╔══

PR #1411, opened 2021-04-25
Read only replica pruning Apollo test

yontyon:
In this PR we introduce a full RO replica pruning support.
The pruning is done using a bft client and the new reconfiguration engine

### DIFF
--- a/kvbc/include/pruning_handler.hpp
+++ b/kvbc/include/pruning_handler.hpp
@@ -210,6 +210,11 @@ class ReadOnlyReplicaPruningHandler : public reconfiguration::IPruningHandler {
     latest_prunable_block.replica = replica_id_;
     latest_prunable_block.block_id = latest_prunable_block_id;
     signer_.sign(latest_prunable_block);
+    LOG_INFO(GL,
+             KVLOG(latest_prunable_block.bft_sequence_number,
+                   latest_prunable_block.replica = replica_id_,
+                   latest_prunable_block.block_id,
+                   std::string(latest_prunable_block.signature.begin(), latest_prunable_block.signature.end())));
     return true;
   }
   // Read only replica doesn't perform the actual pruning
--- a/kvbc/include/pruning_handler.hpp
+++ b/kvbc/include/pruning_handler.hpp
@@ -213,8 +213,7 @@ class ReadOnlyReplicaPruningHandler : public reconfiguration::IPruningHandler {
     LOG_INFO(GL,
              KVLOG(latest_prunable_block.bft_sequence_number,
                    latest_prunable_block.replica = replica_id_,
-                   latest_prunable_block.block_id,
-                   std::string(latest_prunable_block.signature.begin(), latest_prunable_block.signature.end())));
+                   latest_prunable_block.block_id));
     return true;
   }
   // Read only replica doesn't perform the actual pruning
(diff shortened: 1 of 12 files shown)


kvbc/include/pruning_handler.hpp
```diff
@@ -210,6 +210,11 @@ class ReadOnlyReplicaPruningHandler : public reconfiguration::IPruningHandler {
     latest_prunable_block.replica = replica_id_;
     latest_prunable_block.block_id = latest_prunable_block_id;
     signer_.sign(latest_prunable_block);
+    LOG_INFO(GL,
+             KVLOG(latest_prunable_block.bft_sequence_number,
+                   latest_prunable_block.replica = replica_id_,
+                   latest_prunable_block.block_id,
+                   std::string(latest_prunable_block.signature.begin(), latest_prunable_block.signature.end())));
```
dartdart26, line 217: Nit: I would assume that printing this buffer as a string would possibly produce garbage, because of non-printable chars. Maybe we should hexify it.

tests/apollo/CMakeLists.txt
```diff
@@ -97,9 +97,11 @@ add_test(NAME skvbc_backup_restore COMMAND sh -c
         "env ${APOLLO_TEST_ENV} BUILD_COMM_TCP_TLS=${BUILD_COMM_TCP_TLS} TEST_NAME=skvbc_backup_restore python3 -m unittest test_skvbc_backup_restore 2>&1 > /dev/null"
         WORKING_DIRECTORY ${CMAKE_CURRENT_SOURCE_DIR})
 
-add_test(NAME skvbc_reconfiguration COMMAND sh -c
-        "env ${APOLLO_TEST_ENV} BUILD_COMM_TCP_TLS=${BUILD_COMM_TCP_TLS} TEST_NAME=skvbc_reconfiguration python3 -m unittest test_skvbc_reconfiguration ${TEST_OUTPUT}"
-        WORKING_DIRECTORY ${CMAKE_CURRENT_SOURCE_DIR})
+if (USE_S3_OBJECT_STORE)
```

╚══

What you should do >>
Print exactly, and only, the lines from the line containing "(diff shortened: 1 of 12 files shown)" through the final line of the records, both included.

Exercise output >>
(diff shortened: 1 of 12 files shown)


kvbc/include/pruning_handler.hpp
```diff
@@ -210,6 +210,11 @@ class ReadOnlyReplicaPruningHandler : public reconfiguration::IPruningHandler {
     latest_prunable_block.replica = replica_id_;
     latest_prunable_block.block_id = latest_prunable_block_id;
     signer_.sign(latest_prunable_block);
+    LOG_INFO(GL,
+             KVLOG(latest_prunable_block.bft_sequence_number,
+                   latest_prunable_block.replica = replica_id_,
+                   latest_prunable_block.block_id,
+                   std::string(latest_prunable_block.signature.begin(), latest_prunable_block.signature.end())));
```
dartdart26, line 217: Nit: I would assume that printing this buffer as a string would possibly produce garbage, because of non-printable chars. Maybe we should hexify it.

tests/apollo/CMakeLists.txt
```diff
@@ -97,9 +97,11 @@ add_test(NAME skvbc_backup_restore COMMAND sh -c
         "env ${APOLLO_TEST_ENV} BUILD_COMM_TCP_TLS=${BUILD_COMM_TCP_TLS} TEST_NAME=skvbc_backup_restore python3 -m unittest test_skvbc_backup_restore 2>&1 > /dev/null"
         WORKING_DIRECTORY ${CMAKE_CURRENT_SOURCE_DIR})
 
-add_test(NAME skvbc_reconfiguration COMMAND sh -c
-        "env ${APOLLO_TEST_ENV} BUILD_COMM_TCP_TLS=${BUILD_COMM_TCP_TLS} TEST_NAME=skvbc_reconfiguration python3 -m unittest test_skvbc_reconfiguration ${TEST_OUTPUT}"
-        WORKING_DIRECTORY ${CMAKE_CURRENT_SOURCE_DIR})
+if (USE_S3_OBJECT_STORE)
```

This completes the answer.